WCIT, the World Congress on Innovation and Technology, took place last year in Malaysia. This year, it was held earlier this month in Yerevan, Armenia.
Rev delivered a fascinating keynote that differed slightly from Jensen’s series of keynotes in 2025. His focus was on what he calls Physical AI and robotics.
Accelerated Computing
He began by educating the audience on the importance of GPUs for accelerated computing and AI to meet the growing demand. He emphasized the significance of the full-stack approach that Nvidia has adopted in recent years, which integrates systems, data centers, software libraries, and algorithms. Nvidia was an early pioneer in AI, launching ahead of much of its competition in 2012, with an earlier breakthrough in image recognition through AlexNet.

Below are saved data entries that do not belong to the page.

PR #2102, opened 2017-12-13
Make instances of `Kleisli` interchangeable with functions

amitayh:
`Kleisli[F[_], A, B]` holds a function `A => F[B]`, and has an `apply` method, which means it can be used as a function:

```scala
val nonZero = Kleisli[Option, Int, Int](a => if (a != 0) Some(a) else None)

nonZero(0) // None
nonZero(1) // Some(1)
```

However, it can't be passed to another function that expects a function:

```scala
def runOne(f: Int => Option[Int]): Option[Int] = f(1)

runOne(nonZero) // Does not compile
```

By changing `Kleisli` to extend `A => F[B]`, the example above should work as expected

### DIFF
--- a/core/src/main/scala/cats/data/Kleisli.scala
+++ b/core/src/main/scala/cats/data/Kleisli.scala
@@ -7,7 +7,8 @@ import cats.arrow._
 /**
  * Represents a function `A => F[B]`.
  */
-final case class Kleisli[F[_], A, B](run: A => F[B]) { self =>
+final case class Kleisli[F[_], A, B](run: A => F[B])
+  extends (A => F[B]) { self =>
 
   def ap[C](f: Kleisli[F, A, B => C])(implicit F: Apply[F]): Kleisli[F, A, C] =
     Kleisli(a => F.ap(f.run(a))(run(a)))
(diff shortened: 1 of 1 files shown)


kailuowang:
Thanks for contributing. I am not sure about this change though. The `Kleisli` data structure is created as a new type of `Function1[A => F[B]]`, (if you are not familiar with the concept new type, it's sort of like like a type alias, but the system treats it as a different type). The purpose of that is so that we can define type class instances for this new type independent of the `Function1` type without conflict. If we have `Kleisli` extending `Function1`, that would beat the purpose.  Having to call `.run` when a `Function` is needed is a small cost we pay for that purpose.

ceedubs:
I tend to agree with @kailuowang's comment here. `Kleisli` has an `andThen` method that looks like `def andThen[C](f: B => F[C])(implicit F: FlatMap[F]): Kleisli[F, A, C]`. This would conflict with the `Function1.andThen` method that would have the signature `def andThen[C](f: F[B] => F[C])(implicit F: FlatMap[F]): Kleisli[F, A, C]`. There is a similar issue with `compose`. By distinguishing between functions like `A => B` and `A => F[B]`, we get the composition semantics that we want.

I also suspect that the contravariance and covariance used in `Function1` might cause some issues in `Kleisli`, but I'm not sure about that.

I think that calling `.run` to get the `Function1` instance is a small price to pay for these benefits.

amitayh:
Thanks for your feedback, closing the PR

ceedubs:
Thanks for the PR, @amitayh! If nothing else, this serves as some helpful documentation if someone else asks why `Kleisli` doesn't extend `Function1`.

PR #2108, opened 2017-12-14
Update version of deprecation to 1.0.0-RC2

rossabaker:
This updates the deprecations we previously expected to debut in 1.0.0.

The Future: Physical AI and Robotics
This segment was particularly intriguing. While Jensen has touched on this topic often, Rev delved deeper into the details. Today, most AI applications focus on generative models and chatbots that assist with various tasks. However, Rev believes the real opportunity lies in applying AI to the physical world through robotics. Nvidia is already using AI to train robots, simulate driving, and develop autonomous and assisted vehicles. Robots are becoming a critical part of the company’s future.

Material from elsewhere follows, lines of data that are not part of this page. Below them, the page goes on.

PR #2110, opened 2017-12-15
add `Comparison` to `cats` package

### LINKED ISSUE #2109: cats.kernel.Comparison not exported by the cats package object
Contrast with cats.kernel.Order which is exported. 

Is this on purpose? This means that to pattern match on the result of `v1 comparison v2` one must import `cats.kernel.Comparison` in addition to importing `cats._`.

kailuowang:
fixes #2109

### DIFF
--- a/core/src/main/scala/cats/package.scala
+++ b/core/src/main/scala/cats/package.scala
@@ -81,6 +81,7 @@ package object cats {
 
   type Eq[A] = cats.kernel.Eq[A]
   type PartialOrder[A] = cats.kernel.PartialOrder[A]
+  type Comparison = cats.kernel.Comparison
   type Order[A] = cats.kernel.Order[A]
   type Hash[A] = cats.kernel.Hash[A]
   type Semigroup[A] = cats.kernel.Semigroup[A]
--- a/core/src/main/scala/cats/package.scala
+++ b/core/src/main/scala/cats/package.scala
@@ -90,6 +90,7 @@ package object cats {
   val Eq = cats.kernel.Eq
   val PartialOrder = cats.kernel.PartialOrder
   val Order = cats.kernel.Order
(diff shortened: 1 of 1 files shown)


iravid:
Thanks @kailuowang! Should the type be exported as well?

core/src/main/scala/cats/package.scala
```diff
@@ -90,6 +90,7 @@ package object cats {
   val Eq = cats.kernel.Eq
   val PartialOrder = cats.kernel.PartialOrder
   val Order = cats.kernel.Order
+  val Comparison = cats.kernel.Comparison
```
johnynek: do we not need the `type Comparison`?

kailuowang:
I don't see much of the benefit of aliasing `Comparison` type. Unlike existing aliases, it's not a type class. The original request in #2109 is to do pattern match on comparison without an extra import, the current change should suffice for that requirement right? 
```scala
a comparison b match {
   case Comparison.GreaterThan => ...
   ...
}
```
Of course if we want to pass the comparison result around we would need the type, but how often is that? I was just trying to do the minimum (and minimize namespace pollution) to satisfy the original request.

johnynek:
I think it is inconsistent to be able to do `def getEq: cats.kernel.Comparison = Comparison.Equal` why does one have the kernel, but not the other?

iravid:
For pattern matching accessing the data constructors is indeed sufficient. I don’t have a concrete usecase for passing around a comparison currently but it looks inconsistent with the rest of the kernel re-exports.

Namespace Pollution is an interesting consideration but I’m not familiar with the trade offs here. My desire is to stick with the cats, cats.data and cats.implicits imports :-)

kailuowang:
Consistency is a good argument. I added the type.

LukaJCB:
:+1:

Lebaredian broadly defines robots as systems that can perceive, reason, and interact with the world. This definition includes not only humanoid robots but also self-driving cars, automated systems, and even smart buildings.

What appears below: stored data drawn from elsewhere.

PR #2114, opened 2017-12-17
sbt-coursier 1.0.0

sullis:


fthomas:
Thanks for the PR, @sullis. Could you also update the coursier version in `project/project/plugins.sbt`?

PR #2117, opened 2017-12-18
fix scalafix rules for productL/R

kailuowang:


peterneyens:
Should we rename the laws/tests as well?

- [`ApplyLaws`](https://github.com/typelevel/cats/blob/master/laws/src/main/scala/cats/laws/ApplyLaws.scala#L24-L28)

According to Lebaredian, robots require three types of computers. The first is the AI computer, which trains the robot’s brain using Nvidia GPUs. The second is the simulation computer, which creates virtual worlds for the robot to learn in, utilizing Nvidia's Omniverse platform. Omniverse enables real-time collaboration between individuals or teams on 3D designs and simulations, which trained robots can also leverage.
Finally, the robot's own computer runs the AI brain and controls its actions as it interacts with the world. It sends commands to motors to generate specific actions, such as walking or grabbing objects. Humanoid robots, in particular, are well-suited for interacting with human environments and can learn by observing human demonstrations. This represents a significant opportunity that many are investing in.
The primary challenge in building humanoid robots lies in the complexity of improving perception, dexterity, balance, and safety. Recent AI breakthroughs are making these advancements possible.
Ultimately, Lebaredian argues that we are on the brink of a new industrial revolution driven by AI and robotics, with Nvidia leading the way by providing the tools and technologies to make this a reality. He also envisions a bright future for Armenia in this revolution, leveraging its talent and focusing on key areas within AI.